At the beginning of Eric Merola’s Second Opinion: Laetrile at Sloan-Kettering, a 1970s news reporter says, “Dr. Robert Good, president of the Sloan Kettering Institute, one of the world’s biggest and richest cancer research centers, said Laetrile does not prevent cancer, nor cure cancer, nor stop cancer from spreading.” For the next seventy-five minutes, Ralph W. Moss, PhD, the public affairs science writer for the Memorial Sloan Kettering Cancer Center from 1974 to 1977, talks about what lay behind that statement and the furor that followed. He tells the captivating story of what went on behind the scenes as Laetrile, a form of amygdalin used in tumor treatment, was coveted by cancer patients but demonized by the medical establishment.

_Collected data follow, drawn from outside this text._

PR #1094, opened 2024-02-27
Make  `applyPatches` to accept  `readonly Patch[]`

Andarist:
My main goal is for `applyPatches` to accept `readonly Patch[]` as there is no reason why it shouldn't accept it. If you think that other changes here are too risky (like returning `readonly Patch[]` from `produceWithPatches`) then I can revert those bits of this change.

### DIFF
--- a/__tests__/base.js
+++ b/__tests__/base.js
@@ -941,7 +941,9 @@ function runBaseTest(name, autoFreeze, useStrictShallowCopy, useListener) {
 					if (canReferNonEnumerableProperty) s.foo.a++
 					if (useStrictShallowCopy) expect(isEnumerable(s, "foo")).toBeFalsy()
 				})
-				if (canReferNonEnumerableProperty) expect(nextState.foo).toBeTruthy()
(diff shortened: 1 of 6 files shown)


mweststrate:
Yeah that looks great! I'm not 100% sure about the returned patches indeed, as people might be postprocessing those in a mutable manner. So probably safer to not change right away. (Feel free to set up a separate PR to park for the next major)

mweststrate:
Looks like some of the tests fail, but overall agree with the idea :)

Andarist:
@mweststrate I adjusted the PR as requested. There are still some test failures here but they are unrelated to the change - the same ones can be seen `main`

mweststrate:
I didn't use GitHub for too long and can't find the rebase button anymore, but master should be fixed now.

Andarist:
Just rebased this on top of `main` - it should be ready to go

mweststrate:
Merging, thanks for the PR and sorry for the delay!

PR #1113, opened 2024-03-30
Fix typo in comment in common.ts

frwdrik:


src/utils/common.ts
```diff
@@ -62,7 +62,7 @@ export function original(value: Drafted<any>): any {
 
 /**
  * Each iterates a map, set or array.
- * Or, if any other kind of of object all it's own properties.
+ * Or, if any other kind of object, all of it's own properties.
```
nycdotnet, line 65:
```suggestion
 * Or, if any other kind of object, all of its own properties.
```

frwdrik: Even better!

PR #1155, opened 2020-10-28
[terraform-resources] rds determine password in dry-run without oc

maorfr:
since #1143, we no longer initiate oc_map in dry-run, this is bound to fail for a new DB (that it's password is not in the state yet).


apahim (approved):
lgtm

PR #1157, opened 2020-10-28
Don't fail on unreachable cluster retry & move on

arilivigni:
Instead of raise log the error on an unreachable cluster and move on to the next cluster after retries

### DIFF
--- a/utils/jsonnet.py
+++ b/utils/jsonnet.py
@@ -21,7 +21,7 @@ def generate_object(jsonnet_string):
     try:
         jsonnet_bundler_dir = os.environ['JSONNET_VENDOR_DIR']
     except KeyError as e:
-        raise JsonnetError('JSONNET_VENDOR_DIR not set')
+        raise JsonnetError(f'JSONNET_VENDOR_DIR not set: {e}')
 
     cmd = ['jsonnet', '-J', jsonnet_bundler_dir, path]
     status = run(cmd, stdout=PIPE, stderr=PIPE)
--- a/utils/jsonnet.py
+++ b/utils/jsonnet.py
@@ -20,8 +20,8 @@ def generate_object(jsonnet_string):
 
     try:
         jsonnet_bundler_dir = os.environ['JSONNET_VENDOR_DIR']
-    except KeyError as e:
-        raise JsonnetError(f'JSONNET_VENDOR_DIR not set: {e}')
+    except KeyError:
+        raise JsonnetError('JSONNET_VENDOR_DIR not set')
 
     cmd = ['jsonnet', '-J', jsonnet_bundler_dir, path]
     status = run(cmd, stdout=PIPE, stderr=PIPE)
--- a/utils/oc.py
+++ b/utils/oc.py
@@ -230,7 +230,10 @@ class OC(object):
         # oc api-resources only has name or wide output
         # and we need to get the KIND, which is the last column
         cmd = ['api-resources', '--no-headers']
-        results = self._run(cmd).decode('utf-8').split('\n')
+        if self._run(cmd) == '{}':
+            results = '{}'
+        else:
+            results = self._run(cmd).decode('utf-8').split('\n')   
         return [r.split()[-1] for r in results]
 
     @retry(exceptions=(JobNotRunningError), max_attempts=20)
@@ -423,14 +426,14 @@ class OC(object):
                 raise MetaDataAnnotationsTooLongApplyError(
                     f"[{self.server}]: {err}")
             if not (allow_not_found and 'NotFound' in err):
-                raise StatusCodeError(f"[{self.server}]: {err}")
+                logging.error(StatusCodeError(f"[{self.server}]: {err}"))
 
         if not out:
             if allow_not_found:
                 return '{}'
             else:
-                raise NoOutputError(err)
-
+                logging.error(NoOutputError(err))
+                return '{}'
         return out.strip()
 
     def _run_json(self, cmd, allow_not_found=False):
--- a/utils/oc.py
+++ b/utils/oc.py
@@ -516,14 +516,14 @@ class OC_Map(object):
                 jump_host = None
             try:
                 oc_client = OC(server_url, token, jump_host,
-                    settings=self.settings,
-                    init_projects=self.init_projects,
-                    init_api_resources=self.init_api_resources)
+                               settings=self.settings,
+                               init_projects=self.init_projects,
+                               init_api_resources=self.init_api_resources)
                 self.set_oc(cluster, oc_client)
             except StatusCodeError:
-                    logging.info('Cluster unreachable: ' + cluster)
-                    pass
-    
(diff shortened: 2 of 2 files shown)


arilivigni:
This should address https://issues.redhat.com/browse/APPSRE-2414

utils/oc.py
```diff
@@ -423,14 +426,14 @@ def _run(self, cmd, **kwargs):
                 raise MetaDataAnnotationsTooLongApplyError(
                     f"[{self.server}]: {err}")
             if not (allow_not_found and 'NotFound' in err):
-                raise StatusCodeError(f"[{self.server}]: {err}")
+                logging.error(StatusCodeError(f"[{self.server}]: {err}"))
```
apahim, line 429: This is more conceptual, but when the function raises an exception, the function is already telling all it should tell. Logging the exception message is a decision for the caller, if it wants to do it as part of the exception handling.

utils/oc.py
```diff
@@ -230,7 +230,10 @@ def get_api_resources(self):
         # oc api-resources only has name or wide output
         # and we need to get the KIND, which is the last column
         cmd = ['api-resources', '--no-headers']
-        results = self._run(cmd).decode('utf-8').split('\n')
+        if self._run(cmd) == '{}':
+            results = '{}'
+        else:
+            results = self._run(cmd).decode('utf-8').split('\n')
```
apahim, line 236: This is basically saying that the cluster has no resources in it, but it will still allow the openshift-resources to apply whaterver is specified in app-interface, which it shouldn't.
Also, this mechanism depends on `init_api_resources` to be True on OC init.
Last but not least, this is breaking things:
```
...
  File "/home/apahim/git/qontract-reconcile/reconcile/openshift_base.py", line 231, in apply
    oc.recycle_pods(dry_run, namespace, resource_type, resource)
  File "/home/apahim/git/qontract-reconcile/utils/oc.py", line 291, in recycle_pods
    pods = self.get(namespace, 'Pods')['items']
KeyError: 'items'
```
Did you test this properly?

apahim (changes requested):
Hi @arilivigni, thanks for tackling this.

I believe that you're hooking into the wrong place here. The key functionality here would be to avoid the `OC_Map` of creating the client for the cluster that is offline. And that logic goes in the `OC_Map.init_oc_client()`, when it calls `self.set_oc()`. That call should not happen if the cluster is not online.

As for testing if the cluster is online, I reccomend adding a new method to the `OC` class. That method would be called from the `OC.__init__()`, but it would always be called (unlike the `self.get_api_resources()`, which depends on `init_api_resources` to be `True`).

Then, if the new `OC` method detects that the cluster is down, `OC.__init__()` would raise an exception that would ultimatelly make the `OC_Map.init_oc_client()` not to add that cluster mapping, as mentioned before.

Hope that makes sense, feel free to reach me out to discuss that further.

utils/oc.py
arilivigni: When I ran this I got zero errors back.  I assigned a cluster DNS FQDN to point to my laptop.  In both positive and negative testing I never got these errors, but maybe my setup is incorrect.

utils/oc.py
```diff
@@ -503,12 +514,15 @@ def init_oc_client(self, cluster_info):
...
-                   init_api_resources=self.init_api_resources))
+            try:
+                oc_client = OC(server_url, token, jump_host,
+                    settings=self.settings,
+                    init_projects=self.init_projects,
+                    init_api_resources=self.init_api_resources)
+                self.set_oc(cluster, oc_client)
+            except StatusCodeError:
+                logging.info
+                pass
```
apahim, line 525: pushed too early? :)

arilivigni: Yes sorry making a change now and testing :disappointed:

utils/jsonnet.py
```diff
@@ -21,7 +21,7 @@ def generate_object(jsonnet_string):
     try:
         jsonnet_bundler_dir = os.environ['JSONNET_VENDOR_DIR']
     except KeyError as e:
-        raise JsonnetError('JSONNET_VENDOR_DIR not set')
+        raise JsonnetError(f'JSONNET_VENDOR_DIR not set: {e}')
```
apahim, line 24: Is this to make code checker happy? you can remove the ` as e` instead... not need to throw extra info in the message if you're missing it :)

utils/oc.py
```diff
@@ -50,6 +50,10 @@ class JobNotRunningError(Exception):
     pass
 
 
+class ClusterUnreachable(Exception):
+    pass
```
apahim, line 54: I don't see this being used...

utils/oc.py
```diff
@@ -233,6 +239,11 @@ def get_api_resources(self):
         results = self._run(cmd).decode('utf-8').split('\n')
         return [r.split()[-1] for r in results]
 
+    def get_cluster_info(self):
+        # get cluster-info to check that the cluster is reachable
```
apahim, line 243: this comment is a bit misleading.... it makes sense in the line 73 aboce, but it doesn't here... here you're simply calling cluster-info... this method knows nothing about your use case for that, if you know what I mean.

arilivigni: agreed will change

utils/oc.py
```diff
@@ -503,12 +514,15 @@ def init_oc_client(self, cluster_info):
...
-                   init_projects=self.init_projects,
-                   init_api_resources=self.init_api_resources))
+            try:
+                oc_client = OC(server_url, token, jump_host,
+                               settings=self.settings,
+                               init_projects=self.init_projects,
+                               init_api_resources=self.init_api_resources)
+                self.set_oc(cluster, oc_client)
+            except StatusCodeError:
+                logging.info('Cluster unreachable: ' + cluster)
```
apahim, line 523: I'd use `logging.error` here.
Also, small nitpick, please use `('Cluster unreachable: %s', cluster)` for improved performance.

utils/oc.py
arilivigni: correct removed

utils/oc.py
```diff
@@ -503,12 +514,15 @@ def init_oc_client(self, cluster_info):
...
+                pass
```
apahim, line 520: You can safelly drop the `pass` now that you have the `logging` call.

utils/jsonnet.py
arilivigni: I think it is worth matching the lines above so they are consistent

maorfr: let me represent @rporres and say that this is an unrelated change.

apahim: The previous call was made out of `Exception`, which is as generic as you can get, so casting the original exception to a string makes sense as you don't really know what happened there.
Here you are handling `KeyError`, which is specific. You have a message saying exactly what's wrong, so there's no added value.... you're just making more noise.

apahim (approved):
LGTM
Thanks for the patience :)

PR #1161, opened 2020-11-01
Revert "Don't fail on unreachable cluster retry & move on"

maorfr:
Reverts app-sre/qontract-reconcile#1157

cc @arilivigni @apahim


utils/jsonnet.py
```diff
@@ -20,7 +20,7 @@ def generate_object(jsonnet_string):
 
     try:
         jsonnet_bundler_dir = os.environ['JSONNET_VENDOR_DIR']
-    except KeyError:
+    except KeyError as e:
```
arilivigni, line 23: This fails pep8 guidelines that is why it was removed.

PR #1162, opened 2020-11-02
Warn if clusters are unreachable and continue

arilivigni:
Address unreachable clusters
https://issues.redhat.com/browse/APPSRE-2414


apahim (changes requested):
This is proven to be broken. Details on https://issues.redhat.com/browse/APPSRE-2414.

arilivigni:
@apahim I don't think this was my error this seems to be an OC mismatch more than anything because the old OC didn't support cluster-info.  I think I am just going to choose a different command that should work on both, but that said is it really my error or the fact that we had a rather large hole in using the OC 3.11 binary :disappointed:

arilivigni:
@apahim and @maorfr please let me know if this is a better solution.  I got the correct behavior locally and it only marked a stage cluster unreachable when I pointed it to my localhost instead.  So all seems to behave as expected, but once merged will monitor stage.

jfchevrette:
I tested this locally while blocking network to a single cluster and it logged the error 56 times which makes me think we're not skipping the cluster completely and it's trying to re-initialize the oc client as many times during the run. If the cluster becomes available again during the run then that may mean we risk having partially applied state. We really want to skip it completely for all resources if it is unreachable initially

```
[2020-11-02 11:33:17] [ERROR] [oc.py:init_oc_client:525] - Cluster unreachable: foobarbaz
[2020-11-02 11:33:17] [ERROR] [oc.py:init_oc_client:525] - Cluster unreachable: foobarbaz
[2020-11-02 11:33:17] [ERROR] [oc.py:init_oc_client:525] - Cluster unreachable: foobarbaz
[2020-11-02 11:33:18] [ERROR] [oc.py:init_oc_client:525] - Cluster unreachable: foobarbaz
... (repeated 56 times during the run)
```

The integration also returned exit code 0, but I believe it would be preferable to return a non-zero code

arilivigni:
@jfchevrette how many retries are acceptable?  Doesn't this just follow the normal retry logic?  I will change it to exit with non-zero exit code.

PR #1163, opened 2020-11-02
upgrade oc client to v4

maorfr:
part of https://issues.redhat.com/browse/APPSRE-2684

### DIFF
--- a/dockerfiles/Dockerfile
+++ b/dockerfiles/Dockerfile
@@ -28,12 +28,13 @@ FROM registry.access.redhat.com/ubi8/ubi:8.2
 
 ENV LC_ALL=en_US.utf8
 ENV LANG=en_US.utf8
+ENV OC_VERSION=4.6.1
 ENV TF_VERSION=0.11.14
 ENV GIT_SECRETS_VERSION=1.3.0
 ENV JSONNET_VENDOR_DIR=/opt/jsonnet-bundler/vendor
 
 RUN dnf install -y https://dl.fedoraproject.org/pub/epel/epel-release-latest-8.noarch.rpm && \
-    curl https://mirror.openshift.com/pub/openshift-v4/clients/ocp/4.6.1/openshift-client-linux.tar.gz -o oc.tar.gz &&\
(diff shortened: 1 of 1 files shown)


maorfr:
this is being tested using the `make rc` command in https://gitlab.cee.redhat.com/service/app-interface/-/merge_requests/11374

dockerfiles/Dockerfile
```diff
@@ -33,10 +33,10 @@ ENV GIT_SECRETS_VERSION=1.3.0
 ENV JSONNET_VENDOR_DIR=/opt/jsonnet-bundler/vendor
 
 RUN dnf install -y https://dl.fedoraproject.org/pub/epel/epel-release-latest-8.noarch.rpm && \
-    curl -L https://github.com/openshift/origin/releases/download/v3.11.0/openshift-origin-client-tools-v3.11.0-0cbc58b-linux-64bit.tar.gz | tar -xvz && \
-    pushd openshift-origin-client* && \
+    curl https://mirror.openshift.com/pub/openshift-v4/clients/ocp/latest/openshift-client-linux.tar.gz -o oc.tar.gz &&\
```
apahim, line 36: We should probably pin-point a version from https://mirror.openshift.com/pub/openshift-v4/clients/ocp/ so we always know what we are running, otherwise any compatibility break from latest will blow in the hands of someone doing unrelated changes.

apahim (approved):
LGTM. Not sure we should go with latest though, but I'd be ok with it.

maorfr:
latest is greatest! pinned to 4.6.1, which is what we are trying to get to for our clusters ATM.

dockerfiles/Dockerfile
maorfr: pinned.

rporres:
Late to the party. A couple of things I don't particularly like:

* A newer client going against older clusters. It can blow in the least expected moment.
* A solution to this different than matching cluster version with client version.

maorfr:
we decided to just go with this approach since it appears that most of us are running oc v4 locally anyway, and no one has seen anything funky. we also only have 2-3 remaining v3 clusters.

rporres:
> no one has seen anything funky.

famous last words

rporres:
https://issues.redhat.com/browse/APPSRE-2724 :)

PR #1174, opened 2020-11-06
[terraform-resources] reset db password #1

maorfr:
this PR adds an option to define `reset_password` on an `rds` provider, which will lead to the reset of the DB password.
this PR uses the external S3 state common to app-interface.


maorfr:
closing in favor of #1175

PR #1175, opened 2020-11-06
[terraform-resources] reset db password #2

maorfr:
this PR adds an option to define `reset_password` on an rds provider, which will lead to the reset of the DB password.
this PR uses the terraform state.


maorfr:
this is likely better then #1174

rporres (approved):

PR #1177, opened 2020-11-09
[sql-query] add support for CronJob

maorfr:
part of https://issues.redhat.com/browse/APPSRE-2715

The controversy over the drug, which was eventually banned in America, forced patients to go to Mexico in search of the palliative care medicine while the FDA, the National Cancer Institute, and several high-profile MSK doctors considered it to be quackery. MSK’s own top researcher, Dr. Kanematsu Sugiura, had exciting success treating mice with the drug, hopeful that the positive effects would be proven in humans as well. But when Dr. Good, MSK vice presidents Dr. Lloyd J. Old and Dr. Chester Stock, and MSKCC president Dr. Lewis Thomas decided that Laetrile was not the future of cancer treatment, despite what some of them had previously stated in public, Moss was confused and distressed. Others were as well; the documentary reveals that the political dimension of the debate eventually brought even the ultra-right-wing John Birch Society into the fray. Moss eventually became a whistleblower, writing numerous books on the subject, including The Cancer Industry, Cancer Therapy: The Independent Consumer’s Guide to Non-Toxic Treatment & Prevention, and the brand-new Doctored Results: The Suppression of Laetrile at Sloan-Kettering Institute for Cancer Research, which spurred the documentary.